Find each line below where the word "them" occurs, and copy it.

**RECORD EXCERPTS**
§

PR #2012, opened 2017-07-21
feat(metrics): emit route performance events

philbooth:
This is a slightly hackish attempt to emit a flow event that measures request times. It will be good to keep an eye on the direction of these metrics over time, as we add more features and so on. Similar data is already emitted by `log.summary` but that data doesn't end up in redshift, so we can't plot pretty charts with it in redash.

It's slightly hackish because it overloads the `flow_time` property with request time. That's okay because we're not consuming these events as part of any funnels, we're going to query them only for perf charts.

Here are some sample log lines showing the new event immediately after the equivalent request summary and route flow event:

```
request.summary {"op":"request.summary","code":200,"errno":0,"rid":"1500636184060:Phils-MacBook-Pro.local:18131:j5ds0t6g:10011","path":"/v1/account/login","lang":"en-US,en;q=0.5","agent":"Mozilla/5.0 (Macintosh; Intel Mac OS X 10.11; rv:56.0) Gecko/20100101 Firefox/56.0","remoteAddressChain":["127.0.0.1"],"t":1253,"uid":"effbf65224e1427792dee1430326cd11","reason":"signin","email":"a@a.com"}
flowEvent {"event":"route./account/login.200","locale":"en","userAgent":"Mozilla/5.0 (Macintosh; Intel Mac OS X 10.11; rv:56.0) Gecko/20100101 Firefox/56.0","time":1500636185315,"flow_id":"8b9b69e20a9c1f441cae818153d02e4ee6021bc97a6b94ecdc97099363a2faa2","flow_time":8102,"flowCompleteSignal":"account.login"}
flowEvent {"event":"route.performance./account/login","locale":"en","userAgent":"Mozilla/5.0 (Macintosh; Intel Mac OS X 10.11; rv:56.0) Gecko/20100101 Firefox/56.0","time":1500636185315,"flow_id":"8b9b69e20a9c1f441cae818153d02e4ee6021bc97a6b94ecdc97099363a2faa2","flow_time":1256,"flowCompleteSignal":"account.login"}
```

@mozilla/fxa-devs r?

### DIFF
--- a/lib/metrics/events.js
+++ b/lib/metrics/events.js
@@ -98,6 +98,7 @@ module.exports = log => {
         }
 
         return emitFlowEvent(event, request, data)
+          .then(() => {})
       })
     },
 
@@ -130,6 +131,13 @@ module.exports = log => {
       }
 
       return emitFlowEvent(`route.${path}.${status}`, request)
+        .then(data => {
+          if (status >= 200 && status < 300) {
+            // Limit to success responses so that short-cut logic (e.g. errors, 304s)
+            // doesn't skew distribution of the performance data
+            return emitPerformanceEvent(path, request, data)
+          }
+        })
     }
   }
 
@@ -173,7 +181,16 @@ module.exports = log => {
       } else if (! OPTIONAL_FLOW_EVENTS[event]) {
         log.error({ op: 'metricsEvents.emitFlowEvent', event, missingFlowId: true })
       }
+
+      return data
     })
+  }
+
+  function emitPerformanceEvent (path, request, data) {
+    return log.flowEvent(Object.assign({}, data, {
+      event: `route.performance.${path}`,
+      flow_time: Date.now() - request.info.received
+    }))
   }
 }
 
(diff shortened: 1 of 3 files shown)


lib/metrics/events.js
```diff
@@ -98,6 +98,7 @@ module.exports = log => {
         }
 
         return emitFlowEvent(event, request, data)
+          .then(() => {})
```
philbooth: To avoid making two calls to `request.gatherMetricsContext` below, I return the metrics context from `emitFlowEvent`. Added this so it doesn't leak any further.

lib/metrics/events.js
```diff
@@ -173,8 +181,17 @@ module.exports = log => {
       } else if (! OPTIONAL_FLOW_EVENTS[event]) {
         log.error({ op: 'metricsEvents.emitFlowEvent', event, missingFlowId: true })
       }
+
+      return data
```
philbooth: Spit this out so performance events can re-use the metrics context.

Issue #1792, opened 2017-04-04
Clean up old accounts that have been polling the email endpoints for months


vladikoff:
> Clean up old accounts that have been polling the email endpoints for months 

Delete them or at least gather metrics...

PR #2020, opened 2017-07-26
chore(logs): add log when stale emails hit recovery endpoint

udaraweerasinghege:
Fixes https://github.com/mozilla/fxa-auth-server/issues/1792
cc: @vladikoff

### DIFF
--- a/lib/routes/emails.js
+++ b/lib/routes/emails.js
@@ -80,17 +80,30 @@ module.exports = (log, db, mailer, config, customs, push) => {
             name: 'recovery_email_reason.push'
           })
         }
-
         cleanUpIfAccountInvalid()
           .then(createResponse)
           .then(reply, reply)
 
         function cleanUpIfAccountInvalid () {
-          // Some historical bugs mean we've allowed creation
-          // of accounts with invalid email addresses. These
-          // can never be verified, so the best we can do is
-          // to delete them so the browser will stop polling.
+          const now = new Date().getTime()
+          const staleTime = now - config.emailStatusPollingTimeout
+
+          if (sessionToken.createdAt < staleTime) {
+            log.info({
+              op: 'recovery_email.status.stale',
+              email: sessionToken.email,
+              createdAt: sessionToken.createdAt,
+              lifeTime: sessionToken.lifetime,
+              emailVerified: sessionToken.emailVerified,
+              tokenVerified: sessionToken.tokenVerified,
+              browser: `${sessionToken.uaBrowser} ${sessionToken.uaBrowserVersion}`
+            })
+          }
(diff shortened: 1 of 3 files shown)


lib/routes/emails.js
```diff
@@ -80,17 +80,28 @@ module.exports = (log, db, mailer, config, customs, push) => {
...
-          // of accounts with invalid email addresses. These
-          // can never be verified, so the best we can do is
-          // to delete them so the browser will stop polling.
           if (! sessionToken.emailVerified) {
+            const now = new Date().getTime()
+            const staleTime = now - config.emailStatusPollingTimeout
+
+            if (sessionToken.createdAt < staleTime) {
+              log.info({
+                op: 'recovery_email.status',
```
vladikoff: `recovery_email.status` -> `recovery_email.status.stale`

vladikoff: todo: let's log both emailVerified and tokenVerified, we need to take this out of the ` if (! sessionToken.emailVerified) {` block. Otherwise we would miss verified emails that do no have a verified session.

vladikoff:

§

**RESULT**
It's slightly hackish because it overloads the `flow_time` property with request time. That's okay because we're not consuming these events as part of any funnels, we're going to query them only for perf charts.
Delete them or at least gather metrics...
-          // to delete them so the browser will stop polling.
-          // to delete them so the browser will stop polling.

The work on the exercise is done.